***** Records for this task *****

PR #45, opened 2021-08-05
[Feature] Request Table API Hookup

angeladietz:
## Notion ticket link

[Requests API hookup](https://www.notion.so/uwblueprintexecs/Requests-API-hookup-ec81141ad07c48dbaf8bf1287f687420)

## Implementation description
* Hooks up API for request table to display appropriate applications
* supports filtering, pagination, sorting, searching
* added `permitType` field to `Applications` DB table
* created `PermitType` enum
* Added more values to `ApplicationStatus` enum

## Notes
* We might need to fix a small UX bug with the sorting -- the arrow disappears once the data refreshes and will only reappear if we click somewhere on the header
* This PR will also probably conflict with #42 

## Checklist

### DIFF
--- a/lib/applications/resolvers.ts
+++ b/lib/applications/resolvers.ts
@@ -11,10 +11,10 @@ import { DBErrorCode } from '@lib/db/errors'; // Database errors
  * Query all the RCD applications in the internal-facing app
  * @returns All RCD applications
  */
-export const applications: Resolver = async (_parent, args, { prisma }) => {
+export const applications: Resolver = async (_parent, { filter }, { prisma }) => {
   const {
     input: { order, status, search, limit = 20, offset = 0 }, // TODO: permitType, requestType,
-  } = args;
+  } = filter;
 
   let userIDSearch, nameSearch;
 
--- a/lib/applications/resolvers.ts
+++ b/lib/applications/resolvers.ts
@@ -11,17 +11,22 @@ import { DBErrorCode } from '@lib/db/errors'; // Database errors
  * Query all the RCD applications in the internal-facing app
  * @returns All RCD applications
  */
-// export const applications: Resolver = async (_parent, _args, { prisma }) => {
-//   const {
-//     input: { order, status, permitType, requestType, search, limit=20, offset=0 },
-//   } = args;
-//   const applications = await prisma.application.findMany({
-//     where: {
+export const applications: Resolver = async (_parent, _args, { prisma }) => {
+  const {
+    input: { order, limit = 20, offset = 0 },
+  } = _args;
 
-//     }
-//   });
-//   return applications;
-// };
+  const sortingOrder: Record<string, string> = order
+    ? order.foreach((col: string, order: string) => (sortingOrder[col] = order))
+    : { dateReceived: 'desc' };
+
+  const applications = await prisma.application.findMany({
+    skip: offset,
+    take: limit,
+    orderBy: [sortingOrder],
+  });
+  return applications;
+};
 
 /**
  * Create an RCD application
--- a/lib/applications/resolvers.ts
+++ b/lib/applications/resolvers.ts
@@ -11,10 +11,17 @@ import { DBErrorCode } from '@lib/db/errors'; // Database errors
  * Query all the RCD applications in the internal-facing app
  * @returns All RCD applications
  */
-export const applications: Resolver = async (_parent, _args, { prisma }) => {
-  const applications = await prisma.application.findMany();
-  return applications;
-};
+// export const applications: Resolver = async (_parent, _args, { prisma }) => {
+//   const {
+//     input: { order, status, permitType, requestType, search, limit=20, offset=0 },
+//   } = args;
+//   const applications = await prisma.application.findMany({
+//     where: {
+
+//     }
+//   });
+//   return applications;
+// };
 
 /**
  * Create an RCD application
--- a/lib/applications/resolvers.ts
+++ b/lib/applications/resolvers.ts
@@ -9,99 +9,97 @@ import { DBErrorCode } from '@lib/db/errors'; // Database errors
 import { SortOrder } from '@tools/types'; // Sorting type
 
 /**
- * Query all the RCD applications in the internal-facing app
- * @returns All RCD applications
+ * Query and filter RCD applications from the internal facing app.
+ * All fields are optional.
+ *
+ * Sorting:
+ * - order: array of tuples of the field being sorted and the order. Default [['dateReceived', 'desc']]
+ *
+ * Filters:
+ * - permitType: PermitType (PERMANENT, TEMPORARY)
+ * - requestType: Replacement, Renewal
+ * - status: ApplicationStatus(PENDING, INPROGRESS, APPROVED, REJECTED, COMPLETED, EXPIRING, EXPIRED, ACTIVE)
+ * - search: Search by first, middle, last name or by RCD user ID
+ *
+ * Pagination:
+ * - limit: Number of result to return
+ * - offset: Number of results to skip
+ *
+ * @returns All RCD applications that match the filter(s).
  */
 export const applications: Resolver = async (_parent, { filter }, { prisma }) => {
-  const { order, permitType, requestType, status, search, limit = 20, offset = 0 } = filter;
-
-  // Parse search string
-  let userIDSearch, firstSearch, middleSearch, lastSearch;
-
-  if (parseInt(search)) {
-    userIDSearch = parseInt(search);
-  } else if (search) {
-    [firstSearch, middleSearch, lastSearch] = search.split(' ');
-    middleSearch = middleSearch || firstSearch;
-    lastSearch = lastSearch || middleSearch;
-  }
-
-  // Parse sorting order
+  let where = {};
   let orderBy = undefined;
 
-  if (order && order.length > 0) {
-    const sortingOrder: Array<Record<string, SortOrder>> = [];
-    order.forEach(([field, order]: [string, SortOrder]) => {
-      if (field === 'name') {
-        // Primary sort is by first name and secondary sort is by last name
-        sortingOrder.push({ firstName: order });
-        sortingOrder.push({ lastName: order });
-      } else if (field === 'dateReceived') {
-        sortingOrder.push({ createdAt: order });
-      }
-    });
-    orderBy = sortingOrder;
+  if (filter) {
+    const {
+      order = undefined,
+      permitType = undefined,
+      requestType = undefined,
+      status = undefined,
+      search = undefined,
+    } = filter;
+
+    // Parse search string
+    let userIDSearch, firstSearch, middleSearch, lastSearch;
+
+    if (parseInt(search)) {
+      userIDSearch = parseInt(search);
+    } else if (search) {
+      [firstSearch, middleSearch, lastSearch] = search.split(' ');
+      middleSearch = middleSearch || firstSearch;
+      lastSearch = lastSearch || middleSearch;
+    }
+
+    // Parse sorting order
+    if (order && order.length > 0) {
+      const sortingOrder: Array<Record<string, SortOrder>> = [];
+      order.forEach(([field, order]: [string, SortOrder]) => {
+        if (field === 'name') {
+          // Primary sort is by first name and secondary sort is by last name
+          sortingOrder.push({ firstName: order });
+          sortingOrder.push({ lastName: order });
+        } else if (field === 'dateReceived') {
+          sortingOrder.push({ createdAt: order });
+        }
+      });
+      orderBy = sortingOrder;
+    }
+
+    where = {
+      applicant: {
+        id: userIDSearch,
+      },
+      applicationProcessing: {
+        status: status || undefined,
+      },
+      isRenewal: requestType ? requestType === 'Renewal' : undefined,
+      permitType: permitType || undefined,
+      AND: [
+        {
+          OR: [
+            { firstName: { contains: firstSearch, mode: 'insensitive' } },
+            { middleName: { contains: middleSearch, mode: 'insensitive' } },
+            { lastName: { contains: lastSearch, mode: 'insensitive' } },
+          ],
+        },
+      ],
+    };
   }
 
   // Get number of applications with desired filters
   const applicationsCount = await prisma.application.count({
-    where: {
-      applicant: {
-        id: userIDSearch,
-      },
-      applicationProcessing: {
-        status: status || undefined,
-      },
-      isRenewal: requestType ? requestType === 'Renewal' : undefined,
-      permitType: permitType || undefined,
-      AND: [
-        {
-          OR: [
-            { firstName: { contains: firstSearch, mode: 'insensitive' } },
-            { middleName: { contains: middleSearch, mode: 'insensitive' } },
-            { lastName: { contains: lastSearch, mode: 'insensitive' } },
-          ],
-        },
-      ],
-    },
+    where: where,
   });
 
   // Get applications with filter, sorting, pagination
   const applications = await prisma.application.findMany({
-    skip: offset,
-    take: limit,
+    skip: filter?.offset || 0,
+    take: filter?.limit || 20,
     orderBy: orderBy,
-    where: {
-      applicant: {
-        id: userIDSearch,
-      },
-      applicationProcessing: {
-        status: status || undefined,
-      },
-      isRenewal: requestType ? requestType === 'Renewal' : undefined,
-      permitType: permitType || undefined,
-      AND: [
-        {
-          OR: [
-            { firstName: { contains: firstSearch, mode: 'insensitive' } },
-            { middleName: { contains: middleSearch, mode: 'insensitive' } },
-            { lastName: { contains: lastSearch, mode: 'insensitive' } },
-          ],
-        },
-      ],
-    },
-    select: {
-      firstName: true,
-      lastName: true,
-      id: true,
-      createdAt: true,
-      permitType: true,
-      isRenewal: true,
-      applicationProcessing: {
-        select: {
-          status: true,
-        },
-      },
+    where: where,
+    include: {
+      applicationProcessing: true,
     },
   });
 
--- a/lib/applications/resolvers.ts
+++ b/lib/applications/resolvers.ts
@@ -71,10 +71,10 @@ export const applications: Resolver = async (_parent, { filter }, { prisma }) =>
         id: userIDSearch,
       },
       applicationProcessing: {
-        status: status || undefined,
+        status: status,
       },
       isRenewal: requestType ? requestType === 'Renewal' : undefined,
-      permitType: permitType || undefined,
+      permitType: permitType,
       AND: [
         {
           OR: [
--- a/lib/applications/resolvers.ts
+++ b/lib/applications/resolvers.ts
@@ -89,7 +89,7 @@ export const applications: Resolver = async (_parent, { filter }, { prisma }) =>
 
   // Get number of applications with desired filters
   const applicationsCount = await prisma.application.count({
-    where: where,
+    where,
   });
 
   // Get applications with filter, sorting, pagination
@@ -97,7 +97,7 @@ export const applications: Resolver = async (_parent, { filter }, { prisma }) =>
     skip: filter?.offset || 0,
     take: filter?.limit || 20,
     orderBy: orderBy,
-    where: where,
+    where,
     include: {
       applicationProcessing: true,
     },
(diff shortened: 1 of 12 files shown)


lib/applications/resolvers.ts
```diff
@@ -6,14 +6,109 @@ import {
...
+      AND: [
+        {
+          OR: [
+            { firstName: { contains: firstSearch, mode: 'insensitive' } },
+            { middleName: { contains: middleSearch, mode: 'insensitive' } },
+            { lastName: { contains: lastSearch, mode: 'insensitive' } },
+          ],
+        },
+      ],
+    },
```
EmilioMena, line 66: So you don't have to repeat this in both the count query and actual query you can take out the `where` in a variable and pass it to both queries. it will also be easier to make a change in one place in the future if needed

lib/applications/resolvers.ts
```diff
@@ -6,14 +6,109 @@ import {
...
+    select: {
+      firstName: true,
+      lastName: true,
+      id: true,
+      createdAt: true,
+      permitType: true,
+      isRenewal: true,
+      applicationProcessing: {
+        select: {
+          status: true,
```
EmilioMena, line 102: Is there a reason we're explicitly selecting only these columns? I don't think we should constrain which fields are being returned. Graphql already handles selecting only the data that we need in the query.

lib/applications/schema.graphql
```diff
@@ -124,3 +126,43 @@ input CreateApplicationInput {
...
+
+type ApplicationsFilterResult{
+  firstName: String!
+  lastName: String!
+  id: ID!
+  createdAt: Date!
+  applicationProcessing: ApplicationProcessing
+  isRenewal: Boolean!
+  permitType: PermitType!
+}
```
EmilioMena, line 163: I don't think we need a custom return type when filtering applications, `Application` should work just fine, no?
applicationProcessing should also probably be added to the Application type as well

pages/admin/index.tsx
```diff
@@ -57,15 +60,16 @@ function renderName({ value }: NameProps) {
   return (
     <div>
       <Text>{value.name}</Text>
-      <Text textStyle="caption" textColor="secondary">
-        ID: {value.id}
-      </Text>
+      {value.id && (
```
EmilioMena, line 63: hm shouldn't there always be an ID for an application?

pages/admin/index.tsx
```diff
@@ -104,44 +112,73 @@ const COLUMNS = [
...
+          offset: pageNumber * PAGE_SIZE,
+          limit: PAGE_SIZE,
+        },
+      },
+      notifyOnNetworkStatusChange: true,
+      onCompleted: data => {
+        setRequestsData(
+          data.applications.result.map(record => ({
+            name: {
+              name: record.firstName + ' ' + record.lastName,
```
EmilioMena, line 163: is middle name also needed here?

pages/admin/index.tsx
```diff
@@ -104,44 +112,73 @@ const COLUMNS = [
...
+              rcdUserId: record.id,
```
EmilioMena, line 164: ah it looks like we're using the database id and not the rcdUserId here, probably need to change that

pages/admin/index.tsx
```diff
@@ -104,44 +112,73 @@ const COLUMNS = [
...
+    rcdUserId: number;
+  };
+  dateReceived: Date;
+  permitType: string;
+  requestType: string;
+  status: ApplicationStatus | undefined;
+};
+
+// Max number of entries in a page
+const PAGE_SIZE = 1;
```
EmilioMena, line 128: I had this as 1 for testing too lol just change it back to 20 before merging

EmilioMena (commented):
Awesome work so far y'all! Left down some comments

lib/applications/resolvers.ts
angeladietz: Good point. we had to specifically select the applicationProcessing field but I realized we can use `include` instead so I switched to that

lib/applications/schema.graphql
angeladietz: Yeah you're right, good catch

pages/admin/index.tsx
angeladietz: The ID is the applicant ID, not the application ID, so if someone is applying for the first time, they won't have an applicant ID yet.

pages/admin/index.tsx
angeladietz: We're not showing the middle name on the table (which follows the design) so it's left out.

pages/admin/index.tsx
```diff
@@ -266,13 +349,32 @@ export default function Requests() {
...
-                  <Input placeholder="Search by first name, last name or user ID" />
+                  <Input
+                    placeholder="Search by name or user ID"
+                    onKeyDown={event => {
+                      if (event.key === 'Enter') {
+                        setSearchFilter(searchInput);
+                        setPageNumber(0);
+                      }
+                    }}
+                    onChange={event => setSearchInput(event.target.value)}
```
EmilioMena, line 360: Oustan and I added a [useDebounce](https://usehooks.com/useDebounce/) hook in my [latest commit](https://github.com/uwblueprint/richmond-centre-for-disability/pull/42/commits/94abb4044c7b17244d7adf3e8532ce6983f8a9af) so that we only need to use onChange here. The debouncer will only set the searchFilter state if it's value hasn't been changed in the last 500ms. That way we can avoid making users press enter to search without firing a db query every time a key is pressed. It's better ux and looks cooler imo

Can you copy those changes in here?

pages/admin/index.tsx
```diff
@@ -266,13 +349,32 @@ export default function Requests() {
...
+                onChangeSortOrder={sortOrder => setSortOrder(sortOrder)}
+              />
+            )}
             <Flex justifyContent="flex-end">
-              <Pagination pageSize={20} totalCount={150} />
+              <Pagination
+                pageSize={PAGE_SIZE}
+                totalCount={recordsCount}
+                onPageChange={n => setPageNumber(n)}
+              />
```
EmilioMena, line 377: also fixed a bug in the pagination component in my latest commit. It now sets the page number in the props instead of keeping the logic inside the component which allows the pageNumber to be set to 0 after a filter change

pages/admin/index.tsx
```diff
@@ -234,27 +314,30 @@ export default function Requests() {
...
+                      setRequestTypeFilter(undefined);
+                      setPageNumber(0);
                     }}
                   >
                     All
                   </MenuItem>
                   <MenuItem
                     onClick={() => {
                       setRequestTypeFilter('Replacement');
+                      setPageNumber(0);
```
EmilioMena, line 332: can you group all the setPageNumber(0) in a useEffect hook? That it doesn't have to be repeated for every filter

pages/admin/index.tsx
```diff
@@ -104,44 +117,82 @@ const COLUMNS = [
...
+  // Map uppercase enum strings to lowercase
+  const permitTypeString: Record<PermitType, string> = {
+    [PermitType.Permanent]: 'Permanent',
+    [PermitType.Temporary]: 'Temporary',
+  };
+
+  // Set page number to 0 after every filter or sort change
+  useEffect(() => {
+    setPageNumber(0);
+  }, [statusFilter, permitTypeFilter, requestTypeFilter, debouncedSearchFilter, sortOrder]);
```
EmilioMena, line 195: Do we need sortOrder here?

tools/pages/admin/index.ts
```diff
@@ -0,0 +1,46 @@
...
+  }
+`;
+
+export type GetApplicationsRequest = {
+  filter: ApplicationsFilter;
+};
+
+export type GetApplicationsResponse = {
+  applications: {
+    // result: [Application];
```
EmilioMena, line 30: remove comment

EmilioMena (approved):
Awesome job! Left a couple small questions/comments but other than that good to go 🚢

pages/admin/index.tsx
angeladietz: Yeah we do assuming that when the sorting order changes we want to go back to the first page (which I assume is the case because the data on the current page will most likely be different).

lib/applications/resolvers.ts
```diff
@@ -6,14 +6,107 @@ import {
...
+ * - permitType: PermitType (PERMANENT, TEMPORARY)
+ * - requestType: Replacement, Renewal
+ * - status: ApplicationStatus(PENDING, INPROGRESS, APPROVED, REJECTED, COMPLETED, EXPIRING, EXPIRED, ACTIVE)
+ * - search: Search by first, middle, last name or by RCD user ID
+ *
+ * Pagination:
+ * - limit: Number of result to return
+ * - offset: Number of results to skip
+ *
+ * @returns All RCD applications that match the filter(s).
```
OustanDing, line 28: Nice documentation 🤩

lib/applications/resolvers.ts
```diff
@@ -6,14 +6,107 @@ import {
...
+    } else if (search) {
+      [firstSearch, middleSearch, lastSearch] = search.split(' ');
+      middleSearch = middleSearch || firstSearch;
+      lastSearch = lastSearch || middleSearch;
+    }
+
+    // Parse sorting order
+    if (order && order.length > 0) {
+      const sortingOrder: Array<Record<string, SortOrder>> = [];
+      order.forEach(([field, order]: [string, SortOrder]) => {
```
OustanDing, line 57: Can use `SortOptions` from `tools/types.ts`

lib/applications/schema.graphql
```diff
@@ -60,6 +62,8 @@ type Application {
 
   # Permit
   permit: Permit
+
+  createdAt: Date
```
OustanDing, line 66:
```suggestion
  createdAt: Date!
```

lib/applications/schema.graphql
```diff
@@ -124,3 +129,33 @@ input CreateApplicationInput {
...
+  appNumber: Int
+  appHolepunched: Boolean
+  walletCardCreated: Boolean
+  invoiceNumber: Int
+  documentUrls: [String]
+  appMailed: Boolean
+  applicationId: Int
+  createdAt: Date
+  updatedAt: Date
+  application: Application
```
OustanDing, line 155:
```suggestion
  id: Int!
  status: ApplicationStatus!
  appNumber: Int
  appHolepunched: Boolean!
  walletCardCreated: Boolean!
  invoiceNumber: Int
  documentUrls: [String!]
  appMailed: Boolean!
  applicationId: Int!
  createdAt: Date!
  updatedAt: Date!
  application: Application!
```

lib/graphql/schema.graphql
```diff
@@ -100,4 +104,9 @@ enum PermitStatus {
 enum UserStatus {
   ACTIVE
   INACTIVE
-}
\ No newline at end of file
+}
+
+enum  PermitType {
```
OustanDing, line 109:
```suggestion
enum PermitType {
```

lib/graphql/schema.graphql
```diff
@@ -80,9 +80,13 @@ enum Gender {
 
 enum ApplicationStatus {
   PENDING
+  INPROGRESS
   APPROVED
   REJECTED
   COMPLETED
+  EXPIRING
+  EXPIRED
+  ACTIVE
```
OustanDing, line 89: This enum is used for the application processing steps, so it should only contain `PENDING`, `APPROVED`, `REJECTED` and `COMPLETED`.

`EXPIRING`, `EXPIRED` and `ACTIVE` are computed dynamically. `INPROGRESS` is equal to `APPROVED` (if an application is approved but not yet completed, it is currently being processed).

pages/admin/index.tsx
```diff
@@ -49,23 +57,24 @@ function renderStatusBadge({ value }: StatusProps) {
 type NameProps = {
   readonly value: {
     name: string;
-    id: string;
+    rcdUserId: string;
   };
 };
 
 function renderName({ value }: NameProps) {
```
OustanDing, line 64: Similar to in @EmilioMena 's PR, I think we can just put all of these render functions in the columns configuration to keep it all in one place. Also, I believe it can infer the types if you do it like that.

tools/pages/admin/index.ts
```diff
@@ -0,0 +1,45 @@
...
+        | 'firstName'
+        | 'lastName'
+        | 'id'
+        | 'createdAt'
+        | 'permitType'
+        | 'isRenewal'
+        | 'applicantId'
+        | 'applicationProcessing'
+      >
+    >;
```
OustanDing, line 42:
```suggestion
    result: ReadonlyArray<
      Pick<
        Application,
        | 'firstName'
        | 'lastName'
        | 'id'
        | 'createdAt'
        | 'permitType'
        | 'isRenewal'
        | 'applicantId'
      > & {
        applicationProcessing: Pick<ApplicationProcessing, 'status'>
      }
    >;
```
We also want to pick from the `applicationProcessing` object

pages/admin/index.tsx
OustanDing: Agreed

pages/admin/index.tsx
```diff
@@ -104,44 +117,82 @@ const COLUMNS = [
...
+
+  // Sorting
+  const [sortOrder, setSortOrder] = useState<SortOptions>([['dateReceived', SortOrder.DESC]]);
+
+  // Debounce search filter so that it only gives us latest value if searchFilter has not been updated within last 500ms.
+  // This will avoid firing a query for each key the user presses
+  const debouncedSearchFilter = useDebounce<string>(searchFilter, 500);
+
+  // Data & pagination
+  const [requestsData, setRequestsData] = useState<ApplicationData[]>();
```
OustanDing, line 151: We don't need a state variable for this -  the page and table will rerender when any of the filters change, so the table data will be updated automatically as well.

pages/admin/index.tsx
```diff
@@ -104,44 +117,82 @@ const COLUMNS = [
...
+  const [pageNumber, setPageNumber] = useState(0);
+  const [recordsCount, setRecordsCount] = useState(0);
```
OustanDing, line 153: Also don't need a state variable for `recordsCount`

pages/admin/index.tsx
```diff
@@ -104,44 +117,82 @@ const COLUMNS = [
...
+
+  // Make query to applications resolver
+  useQuery<GetApplicationsResponse, GetApplicationsRequest>(GET_APPLICATIONS_QUERY, {
```
OustanDing, line 156: Following the two comments above, we can grab the query result like this:
```suggestion
  const { data } = useQuery<GetApplicationsResponse, GetApplicationsRequest>(GET_APPLICATIONS_QUERY, {
```
and we can destructure the `results` and `totalCount` from `data`

pages/admin/index.tsx
```diff
@@ -104,44 +117,82 @@ const COLUMNS = [
...
+        data.applications.result.map(record => ({
+          name: {
+            name: record.firstName + ' ' + record.lastName,
+            rcdUserId: record.applicantId || undefined,
+          },
+          dateReceived: record.createdAt,
+          permitType: permitTypeString[record.permitType],
+          requestType: record.isRenewal ? 'Renewal' : 'Replacement',
+          status: record.applicationProcessing?.status || undefined,
+        }))
```
OustanDing, line 180: We want to move this table data formatting logic to the `Cell` parameter in the column configuration just to keep everything in one place.

OustanDing (changes requested):
Great work! Left some comments, mostly regarding consistency. Functionality and logic look sound. After that, we should be good to merge :)

lib/applications/resolvers.ts
jennifertsai: If we use the `SortOptions` instead, we can't pass it into Prisma directly for the `orderBy` field

angeladietz: ^ yeah, `order` is already a `SortOptions` so here we're parsing it into a format that we can pass into the prisma query.

pages/admin/index.tsx
angeladietz: We actually can't do this because the data value is never used. The `data` that's used inside onCompleted doesn't correspond to the same data variable so it produces errors

lib/applications/resolvers.ts
OustanDing: Gotcha, thanks!

pages/admin/index.tsx
```diff
@@ -16,61 +16,53 @@ import {
...
-    </Wrap>
-  );
-}
-
-type NameProps = {
-  readonly value: {
-    name: string;
-    id: string;
-  };
+type PermitTypeProps = {
```
OustanDing, line 45: Tiny nit. Name is misleading because these aren't component props. Easiest fix would be to just remove this type.

pages/admin/index.tsx
```diff
@@ -16,61 +16,53 @@ import {
...
-const COLUMNS = [
+const COLUMNS: Column<any>[] = [
   {
     Header: 'Name',
     accessor: 'name',
-    Cell: renderName,
+    Cell: ({ value }) => {
+      return (
+        <div>
+          <Text>{value.firstName + ' ' + value.lastName}</Text>
```
OustanDing, line 57:
```suggestion
          <Text>{`${value.firstName} ${value.lastName}`}</Text>
```
JS string interpolation

pages/admin/index.tsx
```diff
@@ -79,69 +71,119 @@ const COLUMNS = [
...
-    requestType: 'Replacement',
-    status: 'COMPLETED',
-  },
-];
+// Application data for table
+type ApplicationData = {
+  name: {
+    firstName: string;
+    lastName: string;
+    rcdUserId: number | undefined;
```
OustanDing, line 120:
```suggestion
    rcdUserId?: number;
```

pages/admin/index.tsx
```diff
@@ -79,69 +71,119 @@ const COLUMNS = [
...
+  };
+  dateReceived: Date;
+  permitType: PermitType;
+  isRenewal: boolean;
+  status: ApplicationStatus | undefined;
```
OustanDing, line 125:
```suggestion
  status: ApplicationStatus?;
```

pages/admin/index.tsx
```diff
@@ -79,69 +71,119 @@ const COLUMNS = [
...
+        data.applications.result.map(record => ({
+          name: {
+            firstName: record.firstName,
+            lastName: record.lastName,
+            rcdUserId: record.applicantId || undefined,
+          },
+          dateReceived: record.createdAt,
+          permitType: record.permitType,
+          isRenewal: record.isRenewal,
+          status: record.applicationProcessing?.status || undefined,
```
OustanDing, line 176:
```suggestion
          status: record.applicationProcessing?.status,
```
The `applicationProcessing?` should cover the `undefined` case

pages/admin/index.tsx
OustanDing: Note for future: Discussed with @angeladietz and we will keep using the state variable as it's necessary for table rerendering. My bad :/

OustanDing (commented):
Few small nits. Sorry I missed them in the previous review

pages/admin/index.tsx
```diff
@@ -37,15 +37,11 @@ import useDebounce from '@tools/hooks/useDebounce'; // Debounce hook
 import { Column } from 'react-table';
 
 // Map uppercase enum strings to lowercase
-const permitTypeString: Record<PermitType, string> = {
+const permitTypeString: Record<string, string> = {
```
OustanDing, line 40: Just wondering why this was changed? I think it should be working fine

OustanDing (approved):
Fixes look good! I just left one question in the review. Will approve since everything else looks great. Thanks so much for your great work @angeladietz @jennifertsai !

pages/admin/index.tsx
angeladietz: Without using the `PermitTypeProps`, it interprets the result as an `any` and doesn't allow for reading from `permitTypeString` since it might not be a `PermitType`.
[Exhibit A](https://railway.app/project/afc837ea-aa06-4d86-8732-287740d12581/deployments?id=3b3e73a7-e9cc-4828-8ee5-e2d600b5f5c0)
[Exhibit B](https://railway.app/project/afc837ea-aa06-4d86-8732-287740d12581/deployments?id=946771c2-4188-4a4c-97bf-a6cd156f95e0)
[Exhibit C](https://railway.app/project/afc837ea-aa06-4d86-8732-287740d12581/deployments?id=1f4921c8-40d4-4a76-a3dd-988014a4469c)

If you have a better fix then lmk and we can address it separately

OustanDing: Got it. Will add to backlog.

*****

Required action | Which lines above include the word "take"? Pick them out and copy them.

Result |
+    take: limit,
-    take: limit,
+    take: filter?.limit || 20,
     take: filter?.limit || 20,
EmilioMena, line 66: So you don't have to repeat this in both the count query and actual query you can take out the `where` in a variable and pass it to both queries. it will also be easier to make a change in one place in the future if needed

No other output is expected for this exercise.